== What needs to be done ==
From the entries, copy every line that carries the string "into".

▬▬▬▬▬▬▬▬▬▬

PR #476, opened 2017-07-11
Dynamic indexing fix typos

fritzo:
If tests were quicker, then developers would be more likely to run tests before committing.


paciorek:
I had fixed these typos (except for the optional inclusion of {} for a one-line body in an if statement already but hadn't pushed.  So please pull my changes and go from there. I think this PR can be deleted.

PR #479, opened 2017-07-12
Fixes #478 by documenting run.time in the UserManual

### LINKED ISSUE #478: run.time() is not documented
@perrydv filed this issues on `nimble-docs`

fritzo:


perrydv:
This looks fine and thanks @fritzo for cleaning up my lapse on this.  I would have made fewer assumptions about different timing needs and when they might arise, and instead simply have presented how `run.time` works and let different programmers determine their needs for it, e.g. timing different steps of a function.  E.g. we've used it to collect times of each sampler in an MCMC.

PR #483, opened 2017-07-12
Use Eigen::internal::aligned_malloc for NimArr memory

fritzo:
This replaces `NimArr`'s memory functions `new[]`/`delete[]` with compile-time conditional versions that can optionally use Eigen's internal aligned versions `aligned_malloc`/`aligned_free`. While this PR makes no changes to compiled code, it does allow us to experiment with different allocators by switching a single byte of source code.

## Why?

Speed. Aligned memory gives CPUs more opportunity to vectorize operations using SIMD operations (mmx, sse, avx, fma, ...). Eigen can make use of aligned memory internally. Alignment mainly affects medium sized matrix and vector operations (4 to 100 elements). Below 4 there is little room to parallelize, and above 100, compilers can deal separately with the unaligned ends and the aligned middle. 

## How?

This first PR simply replaces NimArr's alignment methods so that the memory aligned. This PR does not take the next step of informing `Eigen::Map<>`s about whether their memory is aligned (see [documentation](https://eigen.tuxfamily.org/dox/classEigen_1_1Map.html)). We should still see some benefit, since Eigen does check for aligned memory.

## Tested

- [x] Runs on Linux.
- [x] Runs on OS X.
- [x] Runs on Windows.

## Benchmarks
There doesn't seem to be a significant change on my linux system:
```
                       Before this PR | After this PR
--------------------------------------+--------------------------
Benchmarking Matrix Arithmetic        |
  K   M   N DSL calls/ms C++ calls/ms | DSL calls/ms C++ calls/ms
  1   1   1       1077.6      36224.5 |       1079.9      35894.9
  2   2   2        902.5      20764.5 |        900.9      21215.1
  3   3   3        905.0      13886.2 |        892.1      13212.6
  4   4   4        858.1      11064.0 |        762.2      10422.5
  5   5   5        684.5       8021.2 |        629.2       7711.7
  8   8   8        529.4       5298.8 |        524.9       5227.4
 10  10  10        456.4       4146.6 |        452.1       4038.3
 16  16  16        258.3       2365.8 |        210.9       2336.1
 32  32  32         86.0        855.0 |         60.8        838.0
 64  64  64          9.4        245.2 |         12.1        222.3
100 100 100         10.9         97.4 |          9.9         93.0
128 128 128          2.1         48.7 |          2.1         49.4
256 256 256          0.5         13.3 |          0.5         12.5
--------------------------------------+--------------------------
Benchmarking Matrix Multiplication    |                       
  K   M   N DSL calls/ms C++ calls/ms | DSL calls/ms C++ calls/ms
  1   1   1       4048.6      20185.5 |       3906.2      19431.5
  2   2   2       3086.4      15775.8 |       3030.3      15168.0
  3   3   3       2645.5      10733.1 |       2577.3      10366.9
  4   4   4       2611.0       6678.2 |       2538.1       6428.1
  5   5   5       1886.8       4223.7 |       1824.8       4096.3
  8   8   8       1042.8       2206.6 |       1044.4       2200.1
 10  10  10       1004.2       1495.3 |        572.9       1454.4
 16  16  16        407.9        708.1 |        404.0        680.8
 32  32  32         75.0        139.3 |         72.3        130.3
 64  64  64          7.2         21.0 |          7.2         20.1
100 100 100          3.8          5.9 |          3.5          5.7
128 128 128          1.0          2.9 |          0.9          2.7
256 256 256          0.3          0.4 |          0.3          0.4
--------------------------------------+--------------------------
Benchmarking Special Functions        |
          N DSL calls/ms C++ calls/ms | DSL calls/ms C++ calls/ms
          1        971.8       4688.6 |        914.9       4479.7
          2        503.8       2376.9 |        455.9       2358.9
          3        429.4       1671.7 |        413.1       1560.0
          4        387.4       1220.8 |        368.7       1215.0
          5        371.5       1001.7 |        352.5        992.5
          8        285.1        638.5 |        279.3        628.9
         10        249.7        507.2 |        234.3        496.7
         16        192.9        297.1 |        182.0        319.4
         32        101.8        150.1 |        104.2        158.1
         64         55.4         72.6 |         58.9         78.1
        100         37.5         43.2 |         39.5         49.5
        128         29.5         36.1 |         31.2         38.3
        256         15.4         18.1 |         16.2         18.9
        512          7.7          8.9 |          7.9          9.3
       1000          3.9          4.6 |          3.9          4.6
       1024          3.8          4.2 |          3.8          4.5
       2048          1.8          2.1 |          1.8          2.2
       4096          0.9          1.0 |          0.9          1.0
       8192          0.3          0.4 |          0.5          0.6
      10000          0.3          0.3 |          0.4          0.5
--------------------------------------+--------------------------
```


perrydv:
LGTM

fritzo:
Thanks, Perry! I'll wait to merge until a windows user (@NLMichaud ?) has verified that this works for them.

NLMichaud:
@fritzo This PR installs successfully and tests run successfully on windows.

fritzo:
Thanks for testing, @NLMichaud !

Before I merge this PR, I'd like to add some standard benchmarks to Nimble, say next to `inst/test` as `inst/benchmark`. It's good practice to A/B test benchmark results when merging PRs that affect performance, and I'd like to volunteer this PR as the first to go through this more rigorous process.

paciorek:
sounds like a good plan to me -- do we know if other R packages use the
inst/benchmark location?

fritzo:
@paciorek Great question! There is precedent for an `inst/benchmarks` directory. I see on my local mirror of 533 CRAN packages:
```sh
$ ag -l microbenchmark \
    | sed 's/^[^/]*\///' | sed 's/inst\//inst-/' | sed 's/\/.*//' | sed 's/-/\//g' \
    | sort | uniq -c | sort -nr
     54 inst/doc
     51 man
     50 R
     46 src
     30 DESCRIPTION
     28 vignettes
     26 tests
     10 README.md
      7 NEWS.md
      5 inst/benchmarks     # <--------------- This seems most appropriate to me.
      3 NAMESPACE
      3 demo
      2 NEWS
      2 MD5
      2 inst/tests
      2 inst/examples
      2 ChangeLog
      1 tools
      1 inst/test.R
      1 inst/README.brew
      1 inst/docker
```

fritzo:
Hmm, it looks like package `h5` uses `inst/benchmark`, `igraph` uses `inst/benchmarks`. A few packages use `R/benchmark.R`, but that feels more like benchmarking tools and less on par with tests.

perrydv:
Yes, I also like the idea of integrating benchmarks into the package structure and am happy for you to do so following a combination of common practices and what suits our needs as you see fit.

perrydv:
👍 The updated PR with new benchmarks looks great.  Improvements aren't huge but it seems clearly a good move and we have yet to modify construction of `Eigen::Map<>`s to harness the aligned allocation.

perrydv:
Oh, now that I've looked at the benchmarks I realized I was making an inverted interpretation without thinking carefully.  So there is if anything a minor regression, perhaps due to the overhead of the actual allocation steps?  It still seems like a good move on basic principles.

perrydv:
Another comment for future consideration: We may want at a later stage to avoid a copy between R and compiled nimble by making Eigen maps directly into R-allocated memory.  For that purpose we will need to know R's allocation behavior and when we modify how `Eigen::Map` code is generated we'll want to maintain options for both aligned and unaligned rather than assuming we always will have aligned memory in every future use case.

fritzo:
@perrydv Since there's no conclusive evidence that aligned memory helps, I suggest we not switch yet. I've changed this PR to conditionally use either `new`/`deletete` or `Eigen::internal::aligned_*`, defaulting to our current behavior. This will be a no-op to our compiled code, but will make it easier to test subsequent PRs that deal with `Eigen::Map<>` alignment hinting. Sound reasonable?

packages/nimble/inst/include/nimble/NimArrBase.h
```diff
@@ -28,6 +29,33 @@
 
 using std::vector;
 
+// This allows us to experiment with different allocators. In theory aligned
+// memory should improve Eigen performance, but microbenchmarks have failed to
+// substantiate this.
+#if !defined(NIMBLE_ALIGNED_MALLOC)
+#define NIMBLE_ALIGNED_MALLOC 0
```
fritzo: We can change this one line to experiment with different allocators.

perrydv:
👍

▬▬▬▬▬▬▬▬▬▬

== Solved exercise ==
Yes, I also like the idea of integrating benchmarks into the package structure and am happy for you to do so following a combination of common practices and what suits our needs as you see fit.
Another comment for future consideration: We may want at a later stage to avoid a copy between R and compiled nimble by making Eigen maps directly into R-allocated memory.  For that purpose we will need to know R's allocation behavior and when we modify how `Eigen::Map` code is generated we'll want to maintain options for both aligned and unaligned rather than assuming we always will have aligned memory in every future use case.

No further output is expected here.